-------- DATA PROVIDED

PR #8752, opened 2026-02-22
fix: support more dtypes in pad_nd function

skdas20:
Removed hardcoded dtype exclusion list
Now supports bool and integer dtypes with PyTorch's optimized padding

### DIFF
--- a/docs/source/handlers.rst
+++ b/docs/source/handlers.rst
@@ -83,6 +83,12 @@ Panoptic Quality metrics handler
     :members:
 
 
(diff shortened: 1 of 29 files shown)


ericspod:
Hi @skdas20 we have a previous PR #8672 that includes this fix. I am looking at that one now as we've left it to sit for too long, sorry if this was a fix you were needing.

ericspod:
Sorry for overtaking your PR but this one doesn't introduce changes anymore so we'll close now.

----------------
-------- DATA PROVIDED

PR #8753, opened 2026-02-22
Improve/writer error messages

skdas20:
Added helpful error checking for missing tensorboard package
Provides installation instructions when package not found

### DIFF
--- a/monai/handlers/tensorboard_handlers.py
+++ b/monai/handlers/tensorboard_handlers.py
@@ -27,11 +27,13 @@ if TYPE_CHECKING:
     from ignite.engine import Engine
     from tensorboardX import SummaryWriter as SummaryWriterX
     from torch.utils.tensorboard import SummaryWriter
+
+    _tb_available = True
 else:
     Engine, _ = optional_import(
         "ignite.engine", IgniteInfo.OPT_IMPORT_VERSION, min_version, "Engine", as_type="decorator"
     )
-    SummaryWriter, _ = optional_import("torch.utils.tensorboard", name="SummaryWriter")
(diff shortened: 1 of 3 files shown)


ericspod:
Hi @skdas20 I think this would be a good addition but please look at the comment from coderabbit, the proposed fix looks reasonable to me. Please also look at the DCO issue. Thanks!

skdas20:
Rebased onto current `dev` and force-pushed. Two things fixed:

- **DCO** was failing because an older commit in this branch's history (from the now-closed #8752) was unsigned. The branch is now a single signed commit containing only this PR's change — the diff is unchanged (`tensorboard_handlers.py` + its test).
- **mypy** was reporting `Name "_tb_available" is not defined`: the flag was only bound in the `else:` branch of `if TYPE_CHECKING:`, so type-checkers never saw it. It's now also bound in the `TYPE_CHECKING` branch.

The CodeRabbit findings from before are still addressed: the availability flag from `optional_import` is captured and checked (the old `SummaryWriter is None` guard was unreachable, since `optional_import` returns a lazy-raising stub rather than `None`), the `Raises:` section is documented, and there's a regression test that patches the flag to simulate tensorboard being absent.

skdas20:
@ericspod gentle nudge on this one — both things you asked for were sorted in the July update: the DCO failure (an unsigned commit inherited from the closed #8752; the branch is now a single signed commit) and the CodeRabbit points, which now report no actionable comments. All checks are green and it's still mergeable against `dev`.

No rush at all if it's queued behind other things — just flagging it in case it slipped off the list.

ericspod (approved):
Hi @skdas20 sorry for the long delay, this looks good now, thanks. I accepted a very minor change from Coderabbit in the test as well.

----------------
-------- DATA PROVIDED

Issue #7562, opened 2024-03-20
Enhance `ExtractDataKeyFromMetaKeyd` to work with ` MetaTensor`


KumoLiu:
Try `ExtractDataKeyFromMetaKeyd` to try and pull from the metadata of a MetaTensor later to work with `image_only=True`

----------------

Show the lines above with "things".

### [WRITTEN RESPONSE]
Rebased onto current `dev` and force-pushed. Two things fixed:
@ericspod gentle nudge on this one — both things you asked for were sorted in the July update: the DCO failure (an unsigned commit inherited from the closed #8752; the branch is now a single signed commit) and the CodeRabbit points, which now report no actionable comments. All checks are green and it's still mergeable against `dev`.
No rush at all if it's queued behind other things — just flagging it in case it slipped off the list.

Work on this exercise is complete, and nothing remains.